**Stored data:**
*-*-*

PR #298, opened 2017-04-07
Fix bug with query cache loading items too litle at the time

### LINKED ISSUE #297: QueryCache saving next link make it ignore the new params
Repro step:
Set pool picker maxResults to `2`
Go to pool list it will now only load pools 2 by 2.

timotheeguerin:
This is done by changing the way the query cache works. It will now just be used to show the initial items but items will still be loaded in the background(This should also make sure the data is not out of date)
fix #297

### DIFF
--- a/app/components/job/details/job-progress-status/job-progress-status.component.ts
+++ b/app/components/job/details/job-progress-status/job-progress-status.component.ts
@@ -37,7 +37,7 @@ export class JobProgressStatusComponent implements OnChanges, OnDestroy {
     constructor(private poolService: PoolService, private nodeService: NodeService) {
         this.poolData = poolService.get(null);
         this.data = nodeService.list(null, {
-            maxResults: 1000,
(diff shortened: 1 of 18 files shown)


app/components/job/details/job-progress-status/job-progress-status.component.ts
```diff
@@ -37,7 +37,7 @@ export class JobProgressStatusComponent implements OnChanges, OnDestroy {
     constructor(private poolService: PoolService, private nodeService: NodeService) {
         this.poolData = poolService.get(null);
         this.data = nodeService.list(null, {
-            maxResults: 1000,
+            pageSize: 1000,
```
paselem: I don't think you need to set this since the default is 1000.

timotheeguerin: we actually override the default to be 50 for all call, so I need to force it back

*-*-*

**Exercise details:** In full and word for word, set down the records shown above.

**Written solution:**
PR #298, opened 2017-04-07
Fix bug with query cache loading items too litle at the time

### LINKED ISSUE #297: QueryCache saving next link make it ignore the new params
Repro step:
Set pool picker maxResults to `2`
Go to pool list it will now only load pools 2 by 2.

timotheeguerin:
This is done by changing the way the query cache works. It will now just be used to show the initial items but items will still be loaded in the background(This should also make sure the data is not out of date)
fix #297

### DIFF
--- a/app/components/job/details/job-progress-status/job-progress-status.component.ts
+++ b/app/components/job/details/job-progress-status/job-progress-status.component.ts
@@ -37,7 +37,7 @@ export class JobProgressStatusComponent implements OnChanges, OnDestroy {
     constructor(private poolService: PoolService, private nodeService: NodeService) {
         this.poolData = poolService.get(null);
         this.data = nodeService.list(null, {
-            maxResults: 1000,
(diff shortened: 1 of 18 files shown)


app/components/job/details/job-progress-status/job-progress-status.component.ts
```diff
@@ -37,7 +37,7 @@ export class JobProgressStatusComponent implements OnChanges, OnDestroy {
     constructor(private poolService: PoolService, private nodeService: NodeService) {
         this.poolData = poolService.get(null);
         this.data = nodeService.list(null, {
-            maxResults: 1000,
+            pageSize: 1000,
```
paselem: I don't think you need to set this since the default is 1000.

timotheeguerin: we actually override the default to be 50 for all call, so I need to force it back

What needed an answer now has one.